We crammed a week's worth of doing things while back in the UK into 3 days and now back completely knackered with again much to do. I'll be happy to upload the photos by the end of the week if any interest.

Be warned though, the trains look to my inexperienced eye very very similar to many others running on this line but were obviously new or seriously refurbished. Pretty and subtle colour scheme though.


----------



## Deni

Cool! How did you get to ride on it? Was there some sort of "soft opening?"


----------



## jis

Here are the details from the proverbial horse's mouth...





__





Phased Opening


The Elizabeth line is now open. Opening any railway is a massive job. With new stations, new infrastructure, new track and new trains, it is important that the Elizabeth line is opened in phases to ensure it is safe, reliable, performs as expected and is maintainable. Learn more about the...




www.crossrail.co.uk





Incidentally, the Class 345s have been running on overground service associated with the overall Elizabeth Line project since sometime in 2018. Reading and Heathrow service to Paddington started using them in 2020.


----------



## v v

Deni said:


> Cool! How did you get to ride on it? Was there some sort of "soft opening?"



As jis has kindly shown it is a phased opening, the section of line I was on has existed forever, only the train sets have changed. 

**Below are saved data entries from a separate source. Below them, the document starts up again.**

PR #271, opened 2015-08-20
sti --run=true test

gabemontero:
@bparees here's a script for testing sti --run=true

In another git newbie instance, it also includes the cherry picked gofmt related change from test, but the change is the same, so it should be no harm, right?

I'm also working on the vagrant-openshift change to call this script, which of course will be a separate PR.

thanks

### DIFF
--- a/hack/test-stirunimage.sh
+++ b/hack/test-stirunimage.sh
@@ -42,7 +42,7 @@ sti build git://github.com/bparees/openshift-jee-sample openshift/wildfly-8-cent
 export STI_PID=$!
 TIME_SEC=1000
 TIME_MIN=$((60 * $TIME_SEC))
-max_wait=2*TIME_MIN
+max_wait=5*TIME_MIN
 echo "waiting up to ${max_wait}"
 expire=$(($(time_now) + $max_wait))
 
--- a/hack/test-stirunimage.sh
+++ b/hack/test-stirunimage.sh
@@ -1,0 +1,77 @@
+#!/bin/bash
+
+set -o errexit
+set -o nounset
+set -o pipefail
+
+STI_ROOT=$(dirname "${BASH_SOURCE}")/..
+
+function time_now()
+{
+  echo $(date +%s000)
+}
+
+function cleanup()
+{
+    set +e
+    rm -f  "${STI_ROOT}/hack/sti-run.log"
+    # use sigint so that sti post processing will remove docker container
+    if [ -z "$KILLDONE" ]; then
+	kill -2 "${STI_PID}"
+    fi
+    echo
+    echo "Complete"
+}
+
+set +e
+img_count=$(docker images | grep -c sti_test/sti-fake)
+set -e
+
+if [ "${img_count}" != "10" ]; then
+    echo "You do not have necessary test images, be sure to run 'hack/build-test-images.sh' beforehand."
+    exit 1
+fi
+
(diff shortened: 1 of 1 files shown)


hack/test-stirunimage.sh
```diff
@@ -0,0 +1,60 @@
...
+while [[ $(time_now) -lt $expire ]]; do
+    grep  "as a result of the --run=true option" "${STI_ROOT}/hack/sti-run.log"
+    if [ $? -eq 0 ]; then
+      set -e
+      echo "[INFO] Success running command sti --run=true"
+      rm -f  "${STI_ROOT}/hack/sti-run.log"
+      exit 0
+    fi
+    sleep 1
+done
```
bparees: would make sense to kill the pid here and then confirm the container also gets killed since that's part of the point of the signal handling.

bparees:
the cherry-picked commit would normally not be a problem except that it appears your cherry-picked commit id is different from the commit id that actually got merged.  not entirely sure why, my only theory is that in the original PR the commit was updated/force-pushed after you cherry-picked and before the PR was merged.

so as it is you'll need to rebase and delete the cherry-picked commit during the rebase.

regarding the PR itself....  i'm wary of adding a standalone shell script for a single test, but i guess we can live with it for now and refactor is we find ourselves adding more tests of this nature (which we probably should, someday... or move to the extended test model we're doing in openshift).

however in order to get this test run on test/merges you'll need to go edit the vagrant plugin so it actually invokes this script when testing PRs.  you can do that after this PR merges.

hack/test-stirunimage.sh
```diff
@@ -0,0 +1,60 @@
...
+
+echo "[INFO] Problem with sti --run=true, see ${STI_ROOT}/hack/sti-run.log"
```
bparees: might be worth just cat'ing the log here, makes life a little easier when it fails.

bparees:
2 comments but generally lgtm.  seems like you've mastered your shell-script fu :)

gabemontero:
re: cherry pick ... ahhhh, I was worried about that ... ok, I'm looking at various git man pages / doc, but I'll probably look for a consult before pulling the trigger on the next git operation ;-)

re: script vs. extended model ... yeah, this crossed my mind, but given how we landed here, and the lack of tests in general, I shied away from heavy investment at this time and went quick and cheap.  If you want to simply punt on this script at this time, let me know.

hack/test-stirunimage.sh
gabemontero: good point ... will include once I sort out the rebase

hack/test-stirunimage.sh
gabemontero: ok ... 1 quick follow up:  remove the log after we cat it ?

bparees: yeah, i'd just remove it in the existing cleanup method so it always gets removed.

gabemontero:
Oh, and as I noted in the description, yep, already started on the vagrant plugin, and will merge after this one does.

bparees:
whoops. glossed over that last sentence..cool.

gabemontero:
ok ... those couple of edits are now pushed (minus the cherry pick commit)

bparees:
lgtm [merge]

gabemontero:
[test]

bparees:
[merge]

PR #272, opened 2015-08-23
fix signal log message formatting

bparees:


bparees:
@gabemontero fyi, @nak3 fyi.
[merge]

gabemontero:
Another thought occurred to me this weekend after the initial review - glog was a potential *participant* in the `sti` hang from a few weeks ago.

Dumping the stack trace data to stdout, stderr and/or a separate file (perhaps with date/time as part of the file name) *could* be a consideration.

bparees:
had to remove the set -e so the grep for the container doesn't cause the test to fail.
[merge]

Any opening by the Queen is often after the enterprise has started and been proven for a short while. The real opening will be when Essex is connected directly to Heathrow by a single train, that will be a game changer. I have much travelling across London with bags experience of the Victorian sections of that journey. Interesting, curious in a modern world and hard work.


----------



## jis

v v said:


> As jis has kindly shown it is a phased opening, the section of line I was on has existed forever, only the train sets have changed.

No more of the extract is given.